Der BGH ist der Auffassung, dass der Versorgungsträger bei externer Teilung dazu verpflichtet ist, die Versorgungsleistung der fiktiven interner Teilung mitzuteilen, da das Gericht nur so prüfen kann, ob ein zu hoher Transferverlust entsteht.

Die Aufgabe, die Leistung des oder der potenziellen Zielversorgungsträger zu ermitteln, liegt demgegenüber ebenso wie der Barwertvergleich formal beim Gericht. Um unnötigen Aufwand durch erneute Nachfragen zu reduzieren, ist es aus Versorgungsträgersicht meistens sinnvoll, zumindest auf gerichtliche Nachfrage nach einer prognostizierten Rente bei fiktiver interner Teilung auch eine prognostizierte Rente der gesetzlichen Rentenversicherung mitzuliefern, sofern diese als Zielversorgungsträger in Betracht kommt. Letzteres ist insbesondere bei Ausgleichsberechtigten, die dort bereits eine Altersrente beziehen, nicht der Fall.

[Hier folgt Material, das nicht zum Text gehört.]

PR #627, opened 2022-03-26
[Feature] add min, max, 80th & 20th percentiles as HRV features

danibene:
Add the minimum, maximum, 20th percentile, and 80th percentile NN as features in the hrv_time function.

- [x] I have read the [CONTRIBUTING](https://github.com/neuropsychology/NeuroKit/blob/master/.github/CONTRIBUTING.rst#structure-and-code) file.
- [x] My PR is targeted at the **dev branch** (and not towards the master branch).
- [x] I ran the [CODE CHECKS](https://github.com/neuropsychology/NeuroKit/blob/master/.github/CONTRIBUTING.rst#run-code-checks) on the files I added or modified and fixed the errors.
- [x] I have added the newly added features to **News.rst** (if applicable)

PR #647, opened 2022-05-27
[Feature] multiple methods of outlier identification

danibene:
# Description
Allow for different methods of outlier identification based on standardization or percentiles.

# Proposed Changes
- Add new outlier identification method based on percentiles: `_find_outliers_percentile()`, defaults to identifying observations below Q1 - 1.5 * IQR or above Q3 + 1.5 * IQR as outliers, e.g. as in [this paper](https://pubmed.ncbi.nlm.nih.gov/30833637/)
- Add argument `method` in `find_outliers()` calling `_find_outliers_standardize()` or `_find_outliers_percentile()`
- Pass keyword arguments to `standardize()` e.g. robust=True

# Checklist

  - Just in case someone else runs into this: I had [an import error with black](https://github.com/psf/black/issues/3088) at first, but it’s all good now
  - Also I decided to ignore the following pylint output since it concerned a line that I did not add (`from ..stats import standardize`)
    ```
    ************* Module find_outliers
    find_outliers.py:4:0: E0402: Attempted relative import beyond top-level package (relative-beyond-top-level)
    ```
  - Though I am confused about which version the changes should correspond to: for the [previous PR](https://github.com/neuropsychology/NeuroKit/pull/627), I listed the features under 0.1.6 in the [News file](https://github.com/neuropsychology/NeuroKit/blob/master/NEWS.rst), but I saw that they were part of [release 0.2.0](https://github.com/neuropsychology/NeuroKit/releases). Does that mean I should move the previous changes to 0.2.0 and this PR to 0.2.1?

### DIFF
--- a/NEWS.rst
+++ b/NEWS.rst
@@ -55,6 +55,7 @@ New Features
 * Plotting function in `eeg_badchannels()` to visualize overlay of individual EEG channels and highlighting of bad ones
 * Add `eog_peaks()` as wrapper for `eog_findpeaks()`
 * Allow `ecg_delineate()` to account for different heart rate
+* Add argument `method` in `find_outliers()` calling `_find_outliers_standardize()' or `_find_outliers_percentile()'
 
 
 Fixes
--- a/NEWS.rst
+++ b/NEWS.rst
@@ -15,6 +15,7 @@ New Features
 +++++++++++++
 
 * Add new time-domain measures in `hrv_time()`: `Prc20NN`, `Prc80NN`, `MinNN`, and `MaxNN`
+* Add argument `method` in `find_outliers()` calling `_find_outliers_standardize()` or `_find_outliers_percentile()`
 
 Fixes
 +++++++++++++
@@ -55,7 +56,6 @@ New Features
 * Plotting function in `eeg_badchannels()` to visualize overlay of individual EEG channels and highlighting of bad ones
 * Add `eog_peaks()` as wrapper for `eog_findpeaks()`
 * Allow `ecg_delineate()` to account for different heart rate
-* Add argument `method` in `find_outliers()` calling `_find_outliers_standardize()' or `_find_outliers_percentile()'
 
 
 Fixes
--- a/neurokit2/misc/find_outliers.py
+++ b/neurokit2/misc/find_outliers.py
@@ -4,11 +4,7 @@ import scipy
 from ..stats import standardize
 
 
-def find_outliers(data, 
-                  exclude=0.05, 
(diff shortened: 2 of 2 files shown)


DominiqueMakowski:
Thanks @danibene, sorry I was on holidays, I will review this and merge asap :)

DominiqueMakowski:
@danibene I checked and somewhat simplified the function, as I was not sure about all the various arguments (such as the range multiplier and the difference between the percentile range and threshold). 

I tried to unify the arguments so that everything is controlled using `exclude`, and added examples. Can you check and let me know if there is any particular behaviour that is impossible to achieve using the current implementation? thanks

danibene:
Thanks @DominiqueMakowski ! It looks a lot cleaner now :-) 

One small comment about lines 92-93, since exclude is not an array/list/tuple, there should be no indexing right?
```
            right = np.percentile(data, (1 - (exclude[1] / 2)) * 100)
            left = np.percentile(data, (exclude[0] / 2) * 100)
```

Without the extra arguments (e.g. the range multiplier), we can only have the threshold based directly on the percentile rather than, for example, 1.5*interquartile range + the 75th percentile (as in the "quartiles" method in [MATLAB's isoutlier](https://www.mathworks.com/help/matlab/ref/isoutlier.html#bvlllts-method)).

DominiqueMakowski:
> there should be no indexing right?

good catch!

> rather than, for example, 1.5*interquartile range + the 75th percentile (as in the "quartiles" method in [MATLAB's isoutlier](https://www.mathworks.com/help/matlab/ref/isoutlier.html#bvlllts-method)).

mmh I'd say for now it's better to keep the function fairly generic; this method seems to be somewhat very *matlab-esque* and oddly specific. If users want to mimic this behaviour they can probably do it on their side, as it's not too hard to do. 

If that's okay with you I'll merge :)

danibene:
> this method seems to be somewhat very matlab-esque and oddly specific. If users want to mimic this behaviour they can probably do it on their side, as it's not too hard to do.

I have seen the 1.5*IQR rule outside of MATLAB (e.g. https://online.stat.psu.edu/stat200/lesson/3/3.2), but keeping things simple for now makes sense to me. 

> If that's okay with you I'll merge :)

Yes please do! Thank you for your help with this :-)

DominiqueMakowski:
> I have seen the 1.5*IQR rule outside of MATLAB

Thanks, I didn't know that. Well if in the future we see that there's demand for this method we can always think about adding it in :)

Merging now, thanks again!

Drei-Prozent-Regel und BilMoG-Zehnjahreszins

Die Modifikation des Rechnungszinses gilt für zukünftig zu erteilende Auskünfte zum Versorgungsausgleich und alle noch nicht rechtskräftig abgeschlossenen Verfahren.

Ob bei Vorgängen mit bereits erteilten Auskünften zu externer Teilung eine Aktualisierung der Auskünfte hinsichtlich des Rechnungszinses sachgerecht ist, um die an den Zielversorgungsträger zu transferierenden Beträge zu reduzieren, hängt von diversen Faktoren ab und sollte jeweils im Einzelfall geprüft werden.

Aufpreis darf nicht zu Anrechtskürzung führen

Der BGH betont, ebenso wie bereits das BVerfG, dass der Aufpreis nicht per Anrechtskürzung an den Ausgleichspflichtigen weiterbelastet werden darf.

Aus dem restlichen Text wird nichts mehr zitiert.